3. In the whole process, the amine compound can be recycled, and other byproducts are not generated; the synthesis process is a heterogeneous catalytic reaction process, and the preparation process of the catalyst is simple; the target yield is moderate to excellent, and effective guarantee is provided for large-scale and economical supply of oxamide.
Detailed Description
The following examples are provided to aid in the further understanding of the invention, but are not intended to limit the invention thereto.
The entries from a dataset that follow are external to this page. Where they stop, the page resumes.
PR #65, opened 2026-04-14
feat(platform): inject restart context system message (#19 Layer 1)

### LINKED ISSUE #19: Workspace restart context — platform-generated state snapshot + optional restart_prompt
## Proposal

When a workspace container restarts (for any reason — OAuth rotation, crash recovery, CEO-triggered), the platform should inject a **restart context** as the agent's first message on wake. Two layers:

### Layer 1 — platform-managed context (automatic)

Auto-generated by the platform from DB state + diff against last known session. Injected as a system message before the agent processes anything else:

```
=== WORKSPACE RESTART CONTEXT ===
Restart at: <timestamp>
Previous session ended: <timestamp> (<duration> ago)

Env vars now available: <keys...>
  (* = newly added since your last run)

Pending delegations you initiated:
  - <id> → <target> (status, blocker if any)
    Note if a resolvable blocker was present: 'X is now available — consider retrying'

Global secrets changed: <added/removed since last run>

Infra changes: <services coming online/going offline — Temporal, etc.>
```

**Platform owns the data.** Agent doesn't compute it. Consistent across all runtimes.

### Layer 2 — org-template restart_prompt (optional, in org.yaml)

Mirror of the existing `initial_prompt`, but runs on every restart after the first:

```yaml
defaults:
  restart_prompt: |
    Your workspace was restarted. Review the RESTART CONTEXT above.
    If any completed delegations show a resolvable blocker, re-queue them.
    Otherwise resume normal operation — wait for new tasks.
```

Teams customize *behaviour*. Platform provides *data*. Same separation as today's `initial_prompt`.

## Why this design

- Solves #18 (notify agents when a secret is added) generically — restart is the natural retry point.
- Solves the 2026-04-13 incident where 3 infra delegations stalled for 2+ hours because the blocker was resolved but no one told the team.
- Composes with #12 (persistent session) — on session-preserve restart, the context prompt is still injected as the first new message. Agent sees their prior state + the restart delta.
- Cheap: platform already has broadcaster + DB history. One message queued on restart.

## Supersedes

- **#18** (notify-on-secret-change): this is the general solution. Close #18 when this lands.

## Related

- **#12** Session persistence across restart — compatible; this RESTART_CONTEXT message fires regardless of whether sessions persist.
- **#15** Auto-refresh OAuth on restart — also compatible; that issue handles the env refresh, this one surfaces the change to the agent.

## Files likely touched

- `platform/internal/handlers/workspace_restart.go` — generate + queue the context message before container becomes 'online'
- `platform/internal/provisioner/provisioner.go` — read `restart_prompt` from org.yaml (alongside initial_prompt)
- `org-templates/molecule-dev/org.yaml` — ship a default restart_prompt
- Workspace SDK needs no changes — the message arrives as regular A2A, agents handle it with existing message loop
- tests

## Priority

High — composes with multiple in-flight issues (#12, #15, #18) and fixes a real class of silent idleness we observed today.

HongmingWang-Rabbit:
Resolves #19 partially — Layer 1 (platform-managed context) only. Layer 2 (user restart_prompt) deferred to a follow-up issue.

## Change
After workspace restart and re-registration, platform sends an A2A `message/send` to the workspace as a synthetic user message containing:
- restart timestamp
- previous session end timestamp + duration
- env-var keys now available (keys only, no values)

Covers both the HTTP `POST /workspaces/:id/restart` path and the programmatic `RestartByID` path (auto-restart after secret change, container death, liveness timeout).

Metadata on the A2A message:
\`\`\`
"metadata": { "kind": "restart_context", "source": "platform", "layer": 1, "restart_context": true }
\`\`\`

## Skip path
If the workspace doesn't come back online within 30s, log and drop. Restart response is unaffected.

## Safety
- Values are NEVER included in the rendered message — only keys.
- System caller prefix \`system:restart-context\` bypasses access control and caller-token check.

## Test plan
- [x] \`go build ./... && go vet ./...\` pass
- [x] \`go test -race ./...\` pass
- [x] new unit tests cover humanDuration, message render (with + without prior session), and JSON-RPC payload shape
- [ ] tests/e2e/test_api.sh — skipped locally (requires running platform + Postgres); CI will run

### DIFF
--- a/platform/internal/handlers/restart_context.go
+++ b/platform/internal/handlers/restart_context.go
@@ -1,0 +1,240 @@
+// Package handlers — restart_context.go implements Layer 1 of issue #19:
+// after a workspace is restarted and comes back online, the platform
+// generates a state snapshot (timestamp, previous session end, env-var
+// keys now available) and delivers it as a synthetic A2A message/send
+// so the agent sees what changed across the restart boundary.
+//
+// Layer 2 (user-defined restart_prompt via config.yaml / org.yaml) is
+// out of scope for this file — tracked as a separate follow-up issue.
+package handlers
+
+import (
+	"context"
+	"database/sql"
+	"encoding/json"
+	"fmt"
+	"log"
+	"sort"
+	"time"
+
+	"github.com/Molecule-AI/molecule-monorepo/platform/internal/db"
+	"github.com/google/uuid"
+)
+
+// restartContextOnlineTimeout bounds how long we wait for a workspace
+// to re-register after restart before dropping the context message.
+// The Restart HTTP handler has already returned 200 by the time this
+// waiter runs, so a timeout here is purely a best-effort skip.
+const restartContextOnlineTimeout = 30 * time.Second
+
+// restartContextOnlinePollInterval is the poll cadence while waiting
+// for WORKSPACE_ONLINE. 500ms keeps the typical-case latency low
+// without hammering Postgres.
+const restartContextOnlinePollInterval = 500 * time.Millisecond
+
+// restartContextData captures the platform-computed snapshot that will
+// be rendered into a human-readable message. Keeping it as a struct
+// (rather than building the string inline) makes the builder
+// unit-testable without stubbing time/DB calls.
+type restartContextData struct {
+	RestartAt     time.Time
+	PrevSessionAt time.Time // zero value = no prior session recorded
+	EnvKeys       []string  // sorted list of env-var keys (no values)
+}
+
+// buildRestartContextMessage renders the restart context into the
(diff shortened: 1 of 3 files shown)


HongmingWang-Rabbit:
Merged. **noteworthy: access-control-bypass** — introduces `system:restart-context` caller prefix that bypasses CanCommunicate + A2A token validation (via existing `systemCallerPrefixes` allowlist in a2a_proxy.go:72). Bypass is principled (reuses existing `system:` scheme, not novel). 7/7 gates passed, 0 critical findings. Cross-vendor review unavailable (codex tier / gemini quota). Post-merge HEAD: 3ea8cda.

When preparing the oxamide derivative, firstly adding a reaction solvent and a catalyst 1 into a reaction kettle, and then sequentially introducing CO and O2Stirring for reaction, and finally separating a mixture obtained by the reaction to obtain an oxamide derivative; when preparing the oxamide, firstly adding the oxamide derivative, the reaction solvent and the catalyst 2 into a reaction kettle, and then introducing N2And (3) replacing air in the kettle, continuously introducing the air to a certain pressure, stirring for reaction, and finally separating a mixture obtained by the reaction to obtain the oxamide.
Preparation of catalyst
The preparation method of the catalyst takes the preparation process of the catalyst 1-6 as an example, 1-3 is the preparation process of the catalyst 1, and 4-12 is the preparation process of the catalyst 2, and the preparation method is embodied as follows:
example 1: catalyst 1-1
2.13g of copper nitrate pentahydrate and 3.22g of anhydrous palladium chloride were weighed into a round bottom flask, and 20 wt% NH was added4The OH solution was completely dissolved, 15g of pseudo-boehmite was added, and the mixture was stirred at room temperature for 2 hours. And then, carrying out suction filtration, washing the product to be neutral by using distilled water, drying the product for 12h at 120 ℃, roasting the product for 3h at 450 ℃ in a muffle furnace, and grinding and sieving the product (80-100 meshes) to obtain the active catalyst 1-1 provided by the invention.
Example 2: catalysts 1-2
Weighing 2.13g of copper nitrate pentahydrate, 3.22g of anhydrous palladium chloride and 15g of pseudo-boehmite, adding into a round-bottom flask, adding 20mL of distilled water, stirring, dispersing, precipitating by using 10 wt% of NaOH solution as a precipitator, precipitating until the pH value is about 10, heating to 80 ℃, and aging for 4 hours. And (3) cooling, carrying out suction filtration, washing with distilled water to neutrality, drying at 120 ℃ for 12h, roasting at 450 ℃ in a muffle furnace for 3h, grinding and sieving (80-100 meshes) to obtain the active catalyst 1-2 provided by the invention.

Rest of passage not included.